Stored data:
PR #9875, opened 2015-11-03
D2k, fixed infantry moving too slow on dunes

OmegaBolt:
This isn't a 'scientific' fix because I don't believe we know the exact terrain movement stats, but playing the original, infantry definitely seem to move faster on dunes than vehicles and don't have as a slow a speed reduction as there is here.

Adding to that, it does IMO make sense that infantry wouldn't slow down as much and it gives them another nice boost to usability on the battlefield.


Mailaender:
:+1: for a step towards less annoying gameplay.

penev92:
:+1: good catch.

PR #9877, opened 2015-11-03
Show unread message count on lobby chat tabs.

### LINKED ISSUE #9833: Lobby chat tabs should show unread message count
Right now there is no way to tell when new messages come in.

<bountysource-plugin>
---
Want to back this issue? **[Post a bounty on it!](https://www.bountysource.com/issues/27861754-lobby-chat-tabs-should-show-unread-message-count?utm_campaign=plugin&utm_content=tracker%2F36085&utm_medium=issues&utm_source=github)** We accept bounties via [Bountysource](https://www.bountysource.com/?utm_campaign=plugin&utm_content=tracker%2F36085&utm_medium=issues&utm_source=github).
</bountysource-plugin>

pchote:
Closes #9833.

### DIFF
--- a/OpenRA.Mods.Common/Widgets/Logic/Lobby/LobbyLogic.cs
+++ b/OpenRA.Mods.Common/Widgets/Logic/Lobby/LobbyLogic.cs
@@ -62,6 +62,10 @@ namespace OpenRA.Mods.Common.Widgets.Logic
 		readonly LabelWidget chatLabel;
 		bool teamChat;
 
+		int lobbyChatUnreadMessages;
+		int globalChatLastReadMessages;
+		int globalChatUnreadMessages;
+
 		// Listen for connection failures
 		void ConnectionStateChanged(OrderManager om)
 		{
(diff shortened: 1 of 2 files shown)


RoosterDragon:
If I join the global chat from the multiplayer tab, then switch to the skirmish tab, all messages seen on the multiplayer tab are regarded as unread.

OpenRA.Mods.Common/Widgets/Logic/Lobby/LobbyLogic.cs
```diff
@@ -62,6 +62,10 @@ enum ChatPanelType { Lobby, Global }
 		readonly LabelWidget chatLabel;
 		bool teamChat;
 
+		int lobbyChatUnreadMessages;
+		int globalChatLastReadMessages;
```
obrakmann: Making this `static` fixes the thing that RoosterDragon mentioned. I think I'd like it better that way, too.

You just need a way to reset it to 0 when you press the `leave chat` button.

pchote: Setting the initial value in the lobbylogic ctor should be an even easier fix

obrakmann: Derp. Yeah, it is.

pchote:
Fixed.

penev92:
:+1:

obrakmann:
Works nicely now. :+1:

obrakmann:
[Changelog](https://github.com/OpenRA/OpenRA/wiki/Changelog/_compare/2db89075bbe535542f5d84625aa4edbfa791588d)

### [What is expected]
Apply a filter for "slow" to the data above, then copy each line that matches.

### [Result for this exercise]
D2k, fixed infantry moving too slow on dunes
This isn't a 'scientific' fix because I don't believe we know the exact terrain movement stats, but playing the original, infantry definitely seem to move faster on dunes than vehicles and don't have as a slow a speed reduction as there is here.
Adding to that, it does IMO make sense that infantry wouldn't slow down as much and it gives them another nice boost to usability on the battlefield.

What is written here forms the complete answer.